- Aim of the task:
Repeat exactly every line that comes at or after the line containing "Adds a mission", through the end of the entries below.
● ● ● ● ●
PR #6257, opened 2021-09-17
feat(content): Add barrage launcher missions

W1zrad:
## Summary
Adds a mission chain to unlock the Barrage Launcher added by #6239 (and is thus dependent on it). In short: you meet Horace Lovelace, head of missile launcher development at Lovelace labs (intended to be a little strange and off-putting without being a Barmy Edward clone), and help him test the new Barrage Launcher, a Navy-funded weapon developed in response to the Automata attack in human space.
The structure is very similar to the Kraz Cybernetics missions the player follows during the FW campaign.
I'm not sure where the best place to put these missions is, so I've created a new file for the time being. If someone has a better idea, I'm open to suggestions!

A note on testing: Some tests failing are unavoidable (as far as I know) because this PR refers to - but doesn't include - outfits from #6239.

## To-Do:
● ● ● ● ●
- Reply:
Adds a mission chain to unlock the Barrage Launcher added by #6239 (and is thus dependent on it). In short: you meet Horace Lovelace, head of missile launcher development at Lovelace labs (intended to be a little strange and off-putting without being a Barmy Edward clone), and help him test the new Barrage Launcher, a Navy-funded weapon developed in response to the Automata attack in human space.
The structure is very similar to the Kraz Cybernetics missions the player follows during the FW campaign.
I'm not sure where the best place to put these missions is, so I've created a new file for the time being. If someone has a better idea, I'm open to suggestions!

A note on testing: Some tests failing are unavoidable (as far as I know) because this PR refers to - but doesn't include - outfits from #6239.

## To-Do:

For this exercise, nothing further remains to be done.